Problem details → Your task is to work out how many lines in the data include the word "just". Reply with the number alone.

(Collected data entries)

Content starts

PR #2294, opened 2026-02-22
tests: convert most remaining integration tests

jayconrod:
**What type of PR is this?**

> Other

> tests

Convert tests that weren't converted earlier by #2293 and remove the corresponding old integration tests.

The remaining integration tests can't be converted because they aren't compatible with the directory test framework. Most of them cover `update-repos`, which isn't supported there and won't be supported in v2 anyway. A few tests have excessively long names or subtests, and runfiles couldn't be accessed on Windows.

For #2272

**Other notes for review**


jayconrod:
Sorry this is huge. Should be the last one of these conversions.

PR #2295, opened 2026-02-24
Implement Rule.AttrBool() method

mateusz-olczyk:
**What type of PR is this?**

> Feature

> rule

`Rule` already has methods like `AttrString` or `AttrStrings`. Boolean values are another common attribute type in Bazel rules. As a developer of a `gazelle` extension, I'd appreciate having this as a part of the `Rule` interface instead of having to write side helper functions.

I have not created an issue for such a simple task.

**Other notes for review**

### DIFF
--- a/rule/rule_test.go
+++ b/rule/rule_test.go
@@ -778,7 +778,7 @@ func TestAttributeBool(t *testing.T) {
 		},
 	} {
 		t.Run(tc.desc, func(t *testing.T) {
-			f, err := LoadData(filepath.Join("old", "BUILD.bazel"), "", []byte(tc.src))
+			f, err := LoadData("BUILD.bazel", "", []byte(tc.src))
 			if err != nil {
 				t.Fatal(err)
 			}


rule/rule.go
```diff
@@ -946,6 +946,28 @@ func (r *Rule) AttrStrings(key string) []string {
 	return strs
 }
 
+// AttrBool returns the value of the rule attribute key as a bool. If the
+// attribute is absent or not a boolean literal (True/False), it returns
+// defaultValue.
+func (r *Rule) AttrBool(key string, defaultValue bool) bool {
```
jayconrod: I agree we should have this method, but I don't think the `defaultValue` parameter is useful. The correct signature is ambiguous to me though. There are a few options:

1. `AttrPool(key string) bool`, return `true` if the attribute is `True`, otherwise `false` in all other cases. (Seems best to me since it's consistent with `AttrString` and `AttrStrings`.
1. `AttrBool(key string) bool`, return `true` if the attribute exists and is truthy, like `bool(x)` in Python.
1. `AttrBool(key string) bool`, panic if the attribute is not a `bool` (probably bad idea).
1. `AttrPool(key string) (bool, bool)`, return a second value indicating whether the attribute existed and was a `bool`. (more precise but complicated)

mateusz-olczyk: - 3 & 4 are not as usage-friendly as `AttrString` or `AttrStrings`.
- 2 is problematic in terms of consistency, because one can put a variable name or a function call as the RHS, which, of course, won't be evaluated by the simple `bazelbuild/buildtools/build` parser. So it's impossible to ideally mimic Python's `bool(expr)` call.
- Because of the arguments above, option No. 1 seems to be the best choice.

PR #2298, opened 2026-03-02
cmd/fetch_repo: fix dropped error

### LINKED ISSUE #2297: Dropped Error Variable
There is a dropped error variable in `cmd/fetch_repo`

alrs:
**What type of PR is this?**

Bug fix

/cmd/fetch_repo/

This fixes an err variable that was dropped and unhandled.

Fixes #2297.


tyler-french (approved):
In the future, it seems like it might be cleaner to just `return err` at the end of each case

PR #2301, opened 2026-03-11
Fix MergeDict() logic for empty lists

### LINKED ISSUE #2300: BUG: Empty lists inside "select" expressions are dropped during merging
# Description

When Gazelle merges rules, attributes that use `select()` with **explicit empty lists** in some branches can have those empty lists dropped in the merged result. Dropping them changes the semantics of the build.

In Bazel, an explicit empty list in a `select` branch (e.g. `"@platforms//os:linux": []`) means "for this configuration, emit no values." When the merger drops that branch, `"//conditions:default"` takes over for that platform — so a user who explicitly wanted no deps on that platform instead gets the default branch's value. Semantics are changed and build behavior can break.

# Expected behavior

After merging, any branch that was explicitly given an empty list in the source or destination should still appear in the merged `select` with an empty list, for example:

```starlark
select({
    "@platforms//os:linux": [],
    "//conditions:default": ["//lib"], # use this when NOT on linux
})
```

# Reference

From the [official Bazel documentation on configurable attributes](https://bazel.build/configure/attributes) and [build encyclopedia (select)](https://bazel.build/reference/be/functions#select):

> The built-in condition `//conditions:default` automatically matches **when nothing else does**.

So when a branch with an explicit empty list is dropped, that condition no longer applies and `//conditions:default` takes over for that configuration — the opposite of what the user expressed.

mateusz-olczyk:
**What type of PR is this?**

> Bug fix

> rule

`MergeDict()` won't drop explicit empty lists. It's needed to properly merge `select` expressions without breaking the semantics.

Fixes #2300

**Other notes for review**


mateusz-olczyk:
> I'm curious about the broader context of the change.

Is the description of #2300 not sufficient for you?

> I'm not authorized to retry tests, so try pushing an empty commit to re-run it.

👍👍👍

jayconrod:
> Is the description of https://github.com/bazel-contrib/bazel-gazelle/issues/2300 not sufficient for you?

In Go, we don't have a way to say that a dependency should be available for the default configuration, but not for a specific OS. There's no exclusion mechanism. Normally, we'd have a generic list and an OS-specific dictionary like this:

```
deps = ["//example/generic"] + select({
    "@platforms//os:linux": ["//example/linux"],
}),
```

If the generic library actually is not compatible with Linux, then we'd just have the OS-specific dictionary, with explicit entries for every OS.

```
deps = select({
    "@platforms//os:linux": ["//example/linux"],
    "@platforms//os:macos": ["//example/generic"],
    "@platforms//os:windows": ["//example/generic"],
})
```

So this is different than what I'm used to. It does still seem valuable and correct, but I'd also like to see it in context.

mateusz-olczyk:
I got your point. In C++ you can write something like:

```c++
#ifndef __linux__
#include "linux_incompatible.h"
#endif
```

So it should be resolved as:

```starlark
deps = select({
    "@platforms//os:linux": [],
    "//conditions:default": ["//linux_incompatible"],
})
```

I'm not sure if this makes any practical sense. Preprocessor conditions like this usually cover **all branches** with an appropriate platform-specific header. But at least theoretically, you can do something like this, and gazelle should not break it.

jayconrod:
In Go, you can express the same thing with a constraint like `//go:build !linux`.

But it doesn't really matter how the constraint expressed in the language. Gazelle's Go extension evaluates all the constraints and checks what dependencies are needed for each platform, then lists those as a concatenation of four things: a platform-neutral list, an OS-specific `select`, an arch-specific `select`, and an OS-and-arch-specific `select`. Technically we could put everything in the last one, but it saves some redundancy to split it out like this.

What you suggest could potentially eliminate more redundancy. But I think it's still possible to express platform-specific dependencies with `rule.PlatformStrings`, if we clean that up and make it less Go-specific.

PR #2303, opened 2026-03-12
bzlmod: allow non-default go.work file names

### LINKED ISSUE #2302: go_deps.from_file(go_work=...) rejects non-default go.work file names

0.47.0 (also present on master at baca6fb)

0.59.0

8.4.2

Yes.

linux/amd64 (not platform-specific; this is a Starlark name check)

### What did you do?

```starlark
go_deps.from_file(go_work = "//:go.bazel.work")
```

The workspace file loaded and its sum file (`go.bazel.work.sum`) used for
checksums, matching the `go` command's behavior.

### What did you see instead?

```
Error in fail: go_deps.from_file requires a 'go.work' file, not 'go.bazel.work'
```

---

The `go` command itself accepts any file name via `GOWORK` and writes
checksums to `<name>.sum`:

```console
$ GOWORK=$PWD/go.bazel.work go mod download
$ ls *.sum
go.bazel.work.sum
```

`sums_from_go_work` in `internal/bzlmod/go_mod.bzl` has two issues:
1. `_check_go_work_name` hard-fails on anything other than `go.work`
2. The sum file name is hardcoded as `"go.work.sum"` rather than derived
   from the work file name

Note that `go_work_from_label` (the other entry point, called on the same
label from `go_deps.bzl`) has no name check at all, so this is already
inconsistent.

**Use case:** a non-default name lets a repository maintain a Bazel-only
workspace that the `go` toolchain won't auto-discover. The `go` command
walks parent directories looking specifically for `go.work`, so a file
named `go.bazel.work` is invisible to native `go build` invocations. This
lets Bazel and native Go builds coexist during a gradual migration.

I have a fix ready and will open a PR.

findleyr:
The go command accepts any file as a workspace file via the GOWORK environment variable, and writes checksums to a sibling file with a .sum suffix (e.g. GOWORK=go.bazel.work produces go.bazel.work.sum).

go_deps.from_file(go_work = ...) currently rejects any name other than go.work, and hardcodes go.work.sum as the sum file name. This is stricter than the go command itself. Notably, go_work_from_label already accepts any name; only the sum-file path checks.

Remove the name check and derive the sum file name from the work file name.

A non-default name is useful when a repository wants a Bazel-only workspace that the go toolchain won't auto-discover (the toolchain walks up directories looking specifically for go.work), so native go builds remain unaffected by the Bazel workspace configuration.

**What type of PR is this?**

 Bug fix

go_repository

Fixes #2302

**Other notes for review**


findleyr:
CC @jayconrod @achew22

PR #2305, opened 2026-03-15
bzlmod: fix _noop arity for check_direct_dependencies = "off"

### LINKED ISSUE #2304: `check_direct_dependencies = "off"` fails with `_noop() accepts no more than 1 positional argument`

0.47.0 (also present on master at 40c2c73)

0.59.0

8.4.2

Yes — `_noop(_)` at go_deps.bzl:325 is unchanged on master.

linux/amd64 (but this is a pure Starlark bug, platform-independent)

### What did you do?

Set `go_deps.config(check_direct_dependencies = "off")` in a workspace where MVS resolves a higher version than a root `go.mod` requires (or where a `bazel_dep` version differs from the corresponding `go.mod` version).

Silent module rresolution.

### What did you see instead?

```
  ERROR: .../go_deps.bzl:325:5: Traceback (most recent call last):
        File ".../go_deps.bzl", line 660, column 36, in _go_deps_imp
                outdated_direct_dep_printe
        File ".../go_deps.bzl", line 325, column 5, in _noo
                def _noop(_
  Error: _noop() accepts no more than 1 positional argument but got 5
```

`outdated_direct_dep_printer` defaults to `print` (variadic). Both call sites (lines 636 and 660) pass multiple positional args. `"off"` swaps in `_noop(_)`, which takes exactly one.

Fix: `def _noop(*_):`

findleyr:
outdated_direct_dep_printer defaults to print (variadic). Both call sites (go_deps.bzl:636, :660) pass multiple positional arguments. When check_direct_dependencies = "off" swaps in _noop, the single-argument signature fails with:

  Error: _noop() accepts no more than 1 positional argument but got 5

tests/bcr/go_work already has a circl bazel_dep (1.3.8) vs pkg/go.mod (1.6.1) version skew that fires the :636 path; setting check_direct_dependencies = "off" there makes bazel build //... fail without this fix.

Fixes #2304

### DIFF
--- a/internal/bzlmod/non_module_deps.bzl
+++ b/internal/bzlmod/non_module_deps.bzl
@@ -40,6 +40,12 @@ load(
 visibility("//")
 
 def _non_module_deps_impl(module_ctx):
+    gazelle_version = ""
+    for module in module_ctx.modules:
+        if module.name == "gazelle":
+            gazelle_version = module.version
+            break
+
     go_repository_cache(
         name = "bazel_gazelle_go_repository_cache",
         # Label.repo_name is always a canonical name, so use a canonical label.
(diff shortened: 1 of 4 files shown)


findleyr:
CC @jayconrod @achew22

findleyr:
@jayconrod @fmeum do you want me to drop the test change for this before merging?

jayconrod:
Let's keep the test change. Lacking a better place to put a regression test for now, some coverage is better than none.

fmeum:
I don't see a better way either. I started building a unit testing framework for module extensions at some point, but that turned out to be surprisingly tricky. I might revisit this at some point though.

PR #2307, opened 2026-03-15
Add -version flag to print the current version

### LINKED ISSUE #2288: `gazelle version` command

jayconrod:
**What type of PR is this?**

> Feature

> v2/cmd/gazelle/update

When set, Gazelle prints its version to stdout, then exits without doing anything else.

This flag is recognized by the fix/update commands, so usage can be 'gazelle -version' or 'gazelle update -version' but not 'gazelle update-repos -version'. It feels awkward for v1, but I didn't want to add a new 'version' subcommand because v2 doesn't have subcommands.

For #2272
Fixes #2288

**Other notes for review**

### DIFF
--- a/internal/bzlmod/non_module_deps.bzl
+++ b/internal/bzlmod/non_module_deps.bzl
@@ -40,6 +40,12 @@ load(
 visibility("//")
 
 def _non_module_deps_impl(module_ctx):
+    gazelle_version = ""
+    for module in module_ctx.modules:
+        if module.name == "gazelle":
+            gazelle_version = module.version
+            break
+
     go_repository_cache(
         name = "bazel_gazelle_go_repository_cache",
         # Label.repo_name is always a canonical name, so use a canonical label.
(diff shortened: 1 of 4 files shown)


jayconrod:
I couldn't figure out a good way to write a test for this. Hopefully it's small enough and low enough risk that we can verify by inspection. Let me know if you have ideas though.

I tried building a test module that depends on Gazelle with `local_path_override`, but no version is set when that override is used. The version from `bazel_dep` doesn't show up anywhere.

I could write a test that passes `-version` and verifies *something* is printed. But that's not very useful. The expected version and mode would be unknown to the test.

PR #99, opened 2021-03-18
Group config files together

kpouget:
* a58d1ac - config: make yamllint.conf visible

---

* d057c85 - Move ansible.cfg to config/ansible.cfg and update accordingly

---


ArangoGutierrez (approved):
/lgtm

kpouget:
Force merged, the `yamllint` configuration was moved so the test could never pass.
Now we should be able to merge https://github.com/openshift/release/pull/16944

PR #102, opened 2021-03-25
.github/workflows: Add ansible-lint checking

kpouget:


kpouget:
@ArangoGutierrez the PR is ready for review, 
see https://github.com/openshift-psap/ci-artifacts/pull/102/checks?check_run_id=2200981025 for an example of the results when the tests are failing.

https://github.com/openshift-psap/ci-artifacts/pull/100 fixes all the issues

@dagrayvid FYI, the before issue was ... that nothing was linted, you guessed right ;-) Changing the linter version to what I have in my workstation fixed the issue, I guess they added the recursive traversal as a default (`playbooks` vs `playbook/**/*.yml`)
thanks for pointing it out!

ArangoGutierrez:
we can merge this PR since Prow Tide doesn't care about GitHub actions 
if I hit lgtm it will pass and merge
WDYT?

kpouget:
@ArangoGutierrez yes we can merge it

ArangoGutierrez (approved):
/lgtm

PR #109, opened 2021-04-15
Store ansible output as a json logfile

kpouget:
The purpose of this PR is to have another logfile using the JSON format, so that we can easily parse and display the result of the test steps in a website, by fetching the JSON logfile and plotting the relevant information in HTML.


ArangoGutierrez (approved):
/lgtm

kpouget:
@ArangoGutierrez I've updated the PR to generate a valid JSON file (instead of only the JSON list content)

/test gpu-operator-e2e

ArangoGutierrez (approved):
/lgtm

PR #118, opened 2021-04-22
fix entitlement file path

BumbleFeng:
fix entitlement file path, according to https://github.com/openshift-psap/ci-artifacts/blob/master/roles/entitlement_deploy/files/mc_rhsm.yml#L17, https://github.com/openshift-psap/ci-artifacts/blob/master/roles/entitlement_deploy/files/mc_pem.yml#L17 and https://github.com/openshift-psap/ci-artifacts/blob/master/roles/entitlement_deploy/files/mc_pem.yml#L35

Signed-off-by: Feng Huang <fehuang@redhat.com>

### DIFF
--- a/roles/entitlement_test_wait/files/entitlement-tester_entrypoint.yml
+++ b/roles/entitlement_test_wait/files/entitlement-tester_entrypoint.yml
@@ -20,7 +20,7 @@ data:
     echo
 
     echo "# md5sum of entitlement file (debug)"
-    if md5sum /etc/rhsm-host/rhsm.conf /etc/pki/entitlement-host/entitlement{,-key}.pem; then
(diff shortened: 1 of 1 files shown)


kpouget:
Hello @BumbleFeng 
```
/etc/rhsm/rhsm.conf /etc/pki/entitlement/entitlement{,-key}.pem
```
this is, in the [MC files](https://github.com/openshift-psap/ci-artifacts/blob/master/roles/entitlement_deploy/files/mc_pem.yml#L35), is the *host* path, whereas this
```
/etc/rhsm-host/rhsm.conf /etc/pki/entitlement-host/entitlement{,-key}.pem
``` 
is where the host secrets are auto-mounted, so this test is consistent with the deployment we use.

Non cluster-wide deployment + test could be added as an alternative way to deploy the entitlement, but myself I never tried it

Content ends

Response area → 2